─── DATA TO EXAMINE

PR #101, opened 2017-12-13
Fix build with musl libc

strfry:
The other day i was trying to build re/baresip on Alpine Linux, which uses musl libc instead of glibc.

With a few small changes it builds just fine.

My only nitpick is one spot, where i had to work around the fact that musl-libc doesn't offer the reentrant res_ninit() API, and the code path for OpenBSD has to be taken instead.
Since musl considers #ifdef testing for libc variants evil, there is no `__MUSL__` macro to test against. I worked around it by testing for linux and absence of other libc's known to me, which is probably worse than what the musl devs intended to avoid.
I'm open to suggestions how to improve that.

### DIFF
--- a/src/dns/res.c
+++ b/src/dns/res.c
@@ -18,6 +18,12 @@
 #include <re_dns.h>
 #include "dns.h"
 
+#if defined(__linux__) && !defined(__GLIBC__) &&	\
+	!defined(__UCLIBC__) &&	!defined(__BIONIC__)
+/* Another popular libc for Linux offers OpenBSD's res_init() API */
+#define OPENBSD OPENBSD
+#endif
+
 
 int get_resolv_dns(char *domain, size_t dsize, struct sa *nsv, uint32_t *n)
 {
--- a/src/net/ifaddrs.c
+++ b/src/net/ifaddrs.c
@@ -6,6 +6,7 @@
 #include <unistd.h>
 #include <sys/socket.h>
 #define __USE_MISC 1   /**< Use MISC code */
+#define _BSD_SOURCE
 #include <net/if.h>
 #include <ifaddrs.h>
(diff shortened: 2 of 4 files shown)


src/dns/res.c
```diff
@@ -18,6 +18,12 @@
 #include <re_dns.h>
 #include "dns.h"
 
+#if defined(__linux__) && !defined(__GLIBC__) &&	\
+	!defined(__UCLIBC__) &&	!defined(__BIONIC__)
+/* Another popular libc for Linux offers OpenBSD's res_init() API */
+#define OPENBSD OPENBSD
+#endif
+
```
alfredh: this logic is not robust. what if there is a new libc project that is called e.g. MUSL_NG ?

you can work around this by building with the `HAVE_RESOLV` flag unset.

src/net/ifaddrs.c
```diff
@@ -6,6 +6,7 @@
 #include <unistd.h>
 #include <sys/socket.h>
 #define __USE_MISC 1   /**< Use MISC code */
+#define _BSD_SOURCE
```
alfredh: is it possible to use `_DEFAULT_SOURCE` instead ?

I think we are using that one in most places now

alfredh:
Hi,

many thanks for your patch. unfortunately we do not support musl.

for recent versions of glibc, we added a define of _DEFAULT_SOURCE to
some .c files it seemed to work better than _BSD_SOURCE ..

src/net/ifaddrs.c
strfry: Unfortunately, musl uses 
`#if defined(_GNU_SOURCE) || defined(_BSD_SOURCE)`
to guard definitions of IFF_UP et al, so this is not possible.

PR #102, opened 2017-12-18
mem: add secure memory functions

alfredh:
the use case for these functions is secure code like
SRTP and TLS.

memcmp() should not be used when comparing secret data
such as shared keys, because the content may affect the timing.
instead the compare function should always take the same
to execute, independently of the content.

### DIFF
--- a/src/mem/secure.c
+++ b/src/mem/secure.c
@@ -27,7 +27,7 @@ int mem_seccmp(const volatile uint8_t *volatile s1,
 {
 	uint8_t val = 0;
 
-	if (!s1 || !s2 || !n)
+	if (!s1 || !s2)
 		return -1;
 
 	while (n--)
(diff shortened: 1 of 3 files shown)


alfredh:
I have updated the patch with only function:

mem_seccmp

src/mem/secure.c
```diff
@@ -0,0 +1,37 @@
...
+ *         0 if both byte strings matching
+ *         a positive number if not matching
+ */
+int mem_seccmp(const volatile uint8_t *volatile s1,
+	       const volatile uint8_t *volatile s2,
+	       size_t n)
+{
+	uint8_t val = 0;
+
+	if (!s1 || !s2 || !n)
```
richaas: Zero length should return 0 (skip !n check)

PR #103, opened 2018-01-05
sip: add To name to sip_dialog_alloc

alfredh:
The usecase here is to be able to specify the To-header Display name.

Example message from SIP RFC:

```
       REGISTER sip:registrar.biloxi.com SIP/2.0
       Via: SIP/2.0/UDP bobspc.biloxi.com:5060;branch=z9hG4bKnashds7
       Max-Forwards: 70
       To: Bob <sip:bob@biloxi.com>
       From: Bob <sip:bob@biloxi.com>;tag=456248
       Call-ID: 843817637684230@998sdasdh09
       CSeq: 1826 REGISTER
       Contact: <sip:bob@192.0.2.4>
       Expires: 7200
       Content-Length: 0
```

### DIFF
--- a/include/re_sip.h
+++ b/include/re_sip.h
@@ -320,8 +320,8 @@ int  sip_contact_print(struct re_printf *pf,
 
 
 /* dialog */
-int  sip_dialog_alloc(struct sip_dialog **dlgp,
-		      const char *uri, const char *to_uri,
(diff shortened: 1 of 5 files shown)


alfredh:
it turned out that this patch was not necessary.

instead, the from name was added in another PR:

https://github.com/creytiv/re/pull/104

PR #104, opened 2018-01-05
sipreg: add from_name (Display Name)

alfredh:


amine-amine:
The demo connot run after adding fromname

──────

▶ [WHAT IS REQUIRED] Scan the records above, then copy out each line that mentions "around".

▶ [EXERCISE OUTPUT]
My only nitpick is one spot, where i had to work around the fact that musl-libc doesn't offer the reentrant res_ninit() API, and the code path for OpenBSD has to be taken instead.
Since musl considers #ifdef testing for libc variants evil, there is no `__MUSL__` macro to test against. I worked around it by testing for linux and absence of other libc's known to me, which is probably worse than what the musl devs intended to avoid.
you can work around this by building with the `HAVE_RESOLV` flag unset.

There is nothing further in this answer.